A novel parallelizable convergence accelerating method: Pointwise Frequency Damping

TL;DR

This paper introduces a new parallelizable method for accelerating steady-state flow solvers by predicting asymptotic limits pointwise, ensuring identical serial and parallel results, with demonstrated speedups of 2.5 to 4 times.

Contribution

The novel method predicts asymptotic limits for each parameter based on historical data, enabling parallel acceleration without result discrepancies.

Findings

Achieved speedup factors of 2.5 to 4 in diverse flow cases.

Method guarantees identical results in serial and parallel computations.

Applicable to large-scale industrial mesh computations.

Abstract

This paper proposes a novel class of data-driven acceleration methods for steady-state flow field solvers. The core innovation lies in predicting and assigning the asymptotic limit value for each parameter during iterations based on its own historical data, rather than processing and assigning the entire flow field at once. This approach fundamentally guarantees identical results between serial and parallel computations.
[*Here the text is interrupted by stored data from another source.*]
PR #489, opened 2020-05-21
relax constraint for configure-on-demand

bjlaub:
This change relaxes the precondition constraint that checks that
configure-on-demand is disabled. We now only require it to be disabled
when running the "verifyLocks" task, or when invoked with
"--write-locks".

## Before this PR
Previously GCV would throw when the plugin was applied to any project that had set `org.gradle.configureondemand=true`, but this seems overly restrictive. The constraint should be necessary only when verifying or updating the lockfile, which requires configuring all projects.

## After this PR
==COMMIT_MSG==
This change relaxes the precondition constraint that checks that
configure-on-demand is disabled. We now only require it to be disabled
when running the "verifyLocks" task, or when invoked with
"--write-locks".

This gives projects more flexibility to flag on configure-on-demand in certain scenarios where it might make sense.
==COMMIT_MSG==

## Possible downsides?
Enabling "dual-mode" configure-on-demand (e.g. disabled when writing/verifying locks, and enabled otherwise) could be tricky, since it can only be enabled/disabled via the gradle property or command line switch. That means in order for users to get the best of both worlds that this change tries to address, they'll likely have to do some tricks with the gradle wrapper script.

### DIFF
--- a/src/main/java/com/palantir/gradle/versions/VersionsLockPlugin.java
+++ b/src/main/java/com/palantir/gradle/versions/VersionsLockPlugin.java
@@ -434,10 +434,13 @@ public class VersionsLockPlugin implements Plugin<Project> {
             throw new GradleException("Must be applied only to root project");
         }
 
-        Preconditions.checkState(
-                !project.getGradle().getStartParameter().isConfigureOnDemand(),
-                "Gradle Consistent Versions doesn't currently work with configure-on-demand, please remove"
-                        + " 'org.gradle.configureondemand' from your gradle.properties");
+        // check that configure-on-demand is false when running with --write-locks
+        if (project.getGradle().getStartParameter().isWriteDependencyLocks()) {
+            Preconditions.checkState(
+                    !project.getGradle().getStartParameter().isConfigureOnDemand(),
+                    "configure-on-demand cannot be enabled when gradle is invoked with --write-locks;"
+                            + " please remove 'org.gradle.configureondemand' from your gradle.properties");
+        }
 
         Multimap<String, Project> coordinateDuplicates = LinkedHashMultimap.create();
         Set<Project> subprojectsLeft = new HashSet<>(project.getSubprojects());
--- a/changelog/@unreleased/pr-489.v2.yml
+++ b/changelog/@unreleased/pr-489.v2.yml
@@ -1,0 +1,11 @@
+type: improvement
+improvement:
+  description: This change relaxes the precondition constraint that checks that
+    configure-on-demand is disabled. We now only require it to be disabled
+    when running the "verifyLocks" task, or when invoked with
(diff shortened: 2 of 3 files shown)


src/main/java/com/palantir/gradle/versions/VersionsLockPlugin.java
```diff
@@ -434,10 +434,13 @@ private static void checkPreconditions(Project project) {
...
-        Preconditions.checkState(
-                !project.getGradle().getStartParameter().isConfigureOnDemand(),
-                "Gradle Consistent Versions doesn't currently work with configure-on-demand, please remove"
-                        + " 'org.gradle.configureondemand' from your gradle.properties");
+        // check that configure-on-demand is false when running with --write-locks
+        if (project.getGradle().getStartParameter().isWriteDependencyLocks()) {
+            Preconditions.checkState(
+                    !project.getGradle().getStartParameter().isConfigureOnDemand(),
+                    "configure-on-demand cannot be enabled when gradle is invoked with --write-locks;"
+                            + " please remove 'org.gradle.configureondemand' from your gradle.properties");
```
dansanduleac, line 442: maybe pull this out to a package-private function?

dansanduleac: ah nvm the message is different

bjlaub: 🤷 i'd be happy to do that and modify the message thusly:
```
configure-on-demand cannot be enabled when gradle is invoked with '--write-locks' or when running the 'verifyLocks' task
```
if you prefer?

dansanduleac: up to you, i'm fine either way. shall we add a changelog?

dansanduleac:
👍

src/main/java/com/palantir/gradle/versions/VersionsLockPlugin.java
bjlaub: @dansanduleac doesn't look like i have permissions to add via changelog-bot? i can't click the button, apparently...

carterkozak: I don't think it knows how to push to a fork unfortunately. I thought we gave everyone basic perms to push to these repos.

Might be easiest to write the changelog manually, like a cave-person.

bjlaub: ah doh... ok

bjlaub: alrighty, added manually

Subsequently, a formula for representing the asymptotic limit based on historical data is derived and discretized, yielding a purely algebraic expression.Furthermore, the applicability scope of the method is discussed, along with the underlying reasons for its acceleration capability. A quantitative expression for estimating the speedup ratio is also provided. Extensive validation cases were tested, ranging from the simplest inviscid airfoil flow to complex three-dimensional viscous transonic cruise flow around a aircraft, and solving asymmetric linear systems via GMRES. These tests consistently demonstrate significant acceleration effects with speedup factors ranging from 2.5 to 4. Combined with the near-zero computational overhead of the purely algebraic formulation during the solving process and the inherently parallel-compatible pointwise prediction principle, the results strongly indicate that this method is highly suitable for large-scale industrial mesh computations.